Goal of the exercise:
In the records below, begin at the line that has "PR #3077, opened 2022-06-16" and stop after the line that has "a few minor"; quote those lines verbatim and nothing more.

Records START

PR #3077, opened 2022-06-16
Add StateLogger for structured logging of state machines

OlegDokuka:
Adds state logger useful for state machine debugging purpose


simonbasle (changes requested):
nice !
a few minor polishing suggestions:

Records END
Records START

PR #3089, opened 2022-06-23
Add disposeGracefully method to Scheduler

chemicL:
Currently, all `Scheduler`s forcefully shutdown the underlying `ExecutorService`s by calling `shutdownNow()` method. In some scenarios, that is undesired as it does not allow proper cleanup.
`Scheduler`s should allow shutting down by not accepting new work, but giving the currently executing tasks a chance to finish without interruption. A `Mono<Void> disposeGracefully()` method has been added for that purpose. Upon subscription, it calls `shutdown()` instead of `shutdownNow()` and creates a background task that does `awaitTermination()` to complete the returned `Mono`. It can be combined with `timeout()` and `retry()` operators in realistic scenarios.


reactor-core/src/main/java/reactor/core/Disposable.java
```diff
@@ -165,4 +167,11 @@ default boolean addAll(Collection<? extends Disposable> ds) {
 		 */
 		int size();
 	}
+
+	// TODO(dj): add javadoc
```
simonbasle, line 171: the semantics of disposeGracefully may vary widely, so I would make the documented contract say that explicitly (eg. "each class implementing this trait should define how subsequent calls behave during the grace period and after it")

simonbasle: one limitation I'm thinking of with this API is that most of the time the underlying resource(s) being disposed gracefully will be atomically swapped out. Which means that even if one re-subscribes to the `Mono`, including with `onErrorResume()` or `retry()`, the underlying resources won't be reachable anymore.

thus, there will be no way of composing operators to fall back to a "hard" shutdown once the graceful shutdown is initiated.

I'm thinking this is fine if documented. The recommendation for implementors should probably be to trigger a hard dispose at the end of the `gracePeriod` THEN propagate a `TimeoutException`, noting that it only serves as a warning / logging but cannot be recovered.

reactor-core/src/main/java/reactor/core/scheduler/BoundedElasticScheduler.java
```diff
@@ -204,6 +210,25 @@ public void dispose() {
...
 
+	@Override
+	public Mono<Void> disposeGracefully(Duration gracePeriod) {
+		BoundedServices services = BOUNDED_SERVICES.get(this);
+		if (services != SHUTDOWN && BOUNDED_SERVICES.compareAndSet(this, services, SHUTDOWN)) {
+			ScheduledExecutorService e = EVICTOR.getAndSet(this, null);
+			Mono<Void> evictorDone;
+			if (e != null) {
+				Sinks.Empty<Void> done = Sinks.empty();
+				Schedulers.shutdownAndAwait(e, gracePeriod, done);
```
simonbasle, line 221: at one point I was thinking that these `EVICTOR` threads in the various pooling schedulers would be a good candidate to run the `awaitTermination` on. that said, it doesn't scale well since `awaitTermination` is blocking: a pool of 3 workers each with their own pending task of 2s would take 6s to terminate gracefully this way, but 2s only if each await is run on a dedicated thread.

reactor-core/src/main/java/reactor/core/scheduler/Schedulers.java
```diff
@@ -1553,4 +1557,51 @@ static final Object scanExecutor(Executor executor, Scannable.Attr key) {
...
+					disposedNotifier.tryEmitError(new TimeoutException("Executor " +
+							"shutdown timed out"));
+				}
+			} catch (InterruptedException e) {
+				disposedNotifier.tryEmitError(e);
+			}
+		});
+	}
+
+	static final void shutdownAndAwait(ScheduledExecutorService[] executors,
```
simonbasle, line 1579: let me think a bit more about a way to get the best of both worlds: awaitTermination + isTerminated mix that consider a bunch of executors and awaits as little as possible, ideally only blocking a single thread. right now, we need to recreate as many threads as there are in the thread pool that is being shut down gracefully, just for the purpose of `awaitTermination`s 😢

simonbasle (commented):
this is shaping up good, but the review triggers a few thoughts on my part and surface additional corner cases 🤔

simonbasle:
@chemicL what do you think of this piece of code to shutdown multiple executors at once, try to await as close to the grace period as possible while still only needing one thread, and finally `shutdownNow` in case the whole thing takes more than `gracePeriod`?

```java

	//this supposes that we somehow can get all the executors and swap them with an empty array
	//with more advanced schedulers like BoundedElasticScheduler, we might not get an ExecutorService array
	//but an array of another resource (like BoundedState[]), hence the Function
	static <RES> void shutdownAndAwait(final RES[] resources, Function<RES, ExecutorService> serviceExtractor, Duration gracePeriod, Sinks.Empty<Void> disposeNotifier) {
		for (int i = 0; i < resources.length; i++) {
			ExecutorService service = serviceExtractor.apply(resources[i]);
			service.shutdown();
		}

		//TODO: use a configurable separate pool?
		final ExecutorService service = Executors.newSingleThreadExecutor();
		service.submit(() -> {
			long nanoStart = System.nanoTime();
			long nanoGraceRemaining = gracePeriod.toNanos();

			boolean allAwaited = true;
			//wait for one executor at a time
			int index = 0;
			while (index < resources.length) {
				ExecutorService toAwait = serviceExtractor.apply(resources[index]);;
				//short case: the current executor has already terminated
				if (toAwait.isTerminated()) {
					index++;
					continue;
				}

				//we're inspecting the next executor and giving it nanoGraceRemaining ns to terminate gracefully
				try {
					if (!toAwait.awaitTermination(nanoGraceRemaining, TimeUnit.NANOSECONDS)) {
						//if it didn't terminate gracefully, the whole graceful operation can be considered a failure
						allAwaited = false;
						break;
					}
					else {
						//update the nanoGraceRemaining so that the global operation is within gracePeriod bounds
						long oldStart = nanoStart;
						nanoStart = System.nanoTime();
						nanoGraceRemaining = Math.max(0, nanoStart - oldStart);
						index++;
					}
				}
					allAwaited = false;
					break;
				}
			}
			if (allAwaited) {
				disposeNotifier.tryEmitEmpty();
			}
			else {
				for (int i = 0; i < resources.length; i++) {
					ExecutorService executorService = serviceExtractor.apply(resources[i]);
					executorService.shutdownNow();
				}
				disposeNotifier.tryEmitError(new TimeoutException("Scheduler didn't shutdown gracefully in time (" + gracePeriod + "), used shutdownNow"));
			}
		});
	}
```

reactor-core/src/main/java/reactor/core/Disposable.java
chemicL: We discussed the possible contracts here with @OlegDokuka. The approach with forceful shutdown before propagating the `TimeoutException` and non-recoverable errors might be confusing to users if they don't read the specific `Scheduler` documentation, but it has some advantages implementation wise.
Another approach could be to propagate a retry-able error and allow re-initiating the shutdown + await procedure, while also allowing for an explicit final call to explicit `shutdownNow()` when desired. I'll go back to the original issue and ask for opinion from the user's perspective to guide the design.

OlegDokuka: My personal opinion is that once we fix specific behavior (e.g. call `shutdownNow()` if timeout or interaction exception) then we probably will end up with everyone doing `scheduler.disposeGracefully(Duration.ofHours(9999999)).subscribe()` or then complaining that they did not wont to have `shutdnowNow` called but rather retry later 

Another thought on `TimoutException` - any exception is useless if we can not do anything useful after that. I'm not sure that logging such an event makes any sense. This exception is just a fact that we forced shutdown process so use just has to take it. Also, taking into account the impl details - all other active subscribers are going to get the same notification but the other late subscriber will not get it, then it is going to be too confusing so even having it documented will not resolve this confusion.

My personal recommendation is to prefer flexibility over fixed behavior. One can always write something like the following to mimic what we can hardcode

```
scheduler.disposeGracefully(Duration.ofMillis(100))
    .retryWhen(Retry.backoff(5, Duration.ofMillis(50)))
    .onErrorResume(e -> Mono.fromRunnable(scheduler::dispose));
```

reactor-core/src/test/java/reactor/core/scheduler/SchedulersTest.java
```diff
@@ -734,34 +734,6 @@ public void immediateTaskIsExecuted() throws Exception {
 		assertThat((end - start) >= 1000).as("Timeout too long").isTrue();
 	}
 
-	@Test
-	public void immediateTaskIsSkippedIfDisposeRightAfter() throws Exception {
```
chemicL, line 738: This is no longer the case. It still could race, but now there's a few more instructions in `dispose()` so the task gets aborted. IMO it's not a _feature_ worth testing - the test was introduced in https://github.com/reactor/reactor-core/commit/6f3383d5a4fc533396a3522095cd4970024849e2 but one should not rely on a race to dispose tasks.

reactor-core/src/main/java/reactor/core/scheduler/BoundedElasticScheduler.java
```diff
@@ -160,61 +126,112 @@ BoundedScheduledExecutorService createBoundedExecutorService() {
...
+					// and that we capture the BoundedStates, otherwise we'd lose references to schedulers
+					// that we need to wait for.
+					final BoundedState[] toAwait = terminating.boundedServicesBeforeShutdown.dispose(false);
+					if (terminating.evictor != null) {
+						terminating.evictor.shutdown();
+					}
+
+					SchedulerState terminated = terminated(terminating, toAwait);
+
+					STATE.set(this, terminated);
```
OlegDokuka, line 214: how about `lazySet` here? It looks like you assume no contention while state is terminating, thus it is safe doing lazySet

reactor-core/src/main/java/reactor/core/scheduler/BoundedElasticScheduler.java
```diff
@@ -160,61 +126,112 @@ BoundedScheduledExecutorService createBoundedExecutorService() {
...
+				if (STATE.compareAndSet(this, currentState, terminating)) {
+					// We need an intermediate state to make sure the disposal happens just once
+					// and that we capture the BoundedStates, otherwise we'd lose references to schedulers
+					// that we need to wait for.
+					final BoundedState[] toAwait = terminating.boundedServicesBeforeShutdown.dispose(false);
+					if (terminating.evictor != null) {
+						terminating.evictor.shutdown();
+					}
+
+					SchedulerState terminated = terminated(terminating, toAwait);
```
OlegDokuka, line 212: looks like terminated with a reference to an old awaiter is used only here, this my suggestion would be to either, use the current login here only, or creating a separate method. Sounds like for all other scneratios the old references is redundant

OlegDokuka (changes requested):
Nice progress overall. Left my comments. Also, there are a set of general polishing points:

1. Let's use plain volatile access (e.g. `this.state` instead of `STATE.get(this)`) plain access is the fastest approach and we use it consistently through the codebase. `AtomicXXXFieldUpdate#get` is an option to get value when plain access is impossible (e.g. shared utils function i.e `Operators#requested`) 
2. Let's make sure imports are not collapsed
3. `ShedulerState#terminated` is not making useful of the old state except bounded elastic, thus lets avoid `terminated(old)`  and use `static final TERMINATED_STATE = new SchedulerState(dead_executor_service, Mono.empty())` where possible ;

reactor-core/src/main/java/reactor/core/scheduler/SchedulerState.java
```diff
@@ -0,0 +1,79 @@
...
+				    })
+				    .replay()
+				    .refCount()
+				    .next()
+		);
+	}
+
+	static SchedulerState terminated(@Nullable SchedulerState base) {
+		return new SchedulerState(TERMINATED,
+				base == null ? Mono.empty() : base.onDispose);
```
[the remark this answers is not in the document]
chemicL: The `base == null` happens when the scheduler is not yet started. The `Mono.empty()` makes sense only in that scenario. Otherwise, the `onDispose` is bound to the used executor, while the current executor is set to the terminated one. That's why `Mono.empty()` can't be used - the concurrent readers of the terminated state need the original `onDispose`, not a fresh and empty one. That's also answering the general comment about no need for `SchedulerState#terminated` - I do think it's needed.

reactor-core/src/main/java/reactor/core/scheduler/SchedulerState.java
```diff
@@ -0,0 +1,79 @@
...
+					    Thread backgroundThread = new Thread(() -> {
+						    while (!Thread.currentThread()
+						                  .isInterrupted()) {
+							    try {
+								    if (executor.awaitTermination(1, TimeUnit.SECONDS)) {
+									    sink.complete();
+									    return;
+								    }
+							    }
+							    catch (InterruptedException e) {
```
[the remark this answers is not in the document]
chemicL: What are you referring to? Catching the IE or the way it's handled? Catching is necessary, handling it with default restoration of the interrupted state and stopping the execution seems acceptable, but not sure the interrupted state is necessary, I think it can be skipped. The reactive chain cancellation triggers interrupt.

Records END

Your response:
PR #3077, opened 2022-06-16
Add StateLogger for structured logging of state machines

OlegDokuka:
Adds state logger useful for state machine debugging purpose


simonbasle (changes requested):
nice !
a few minor polishing suggestions:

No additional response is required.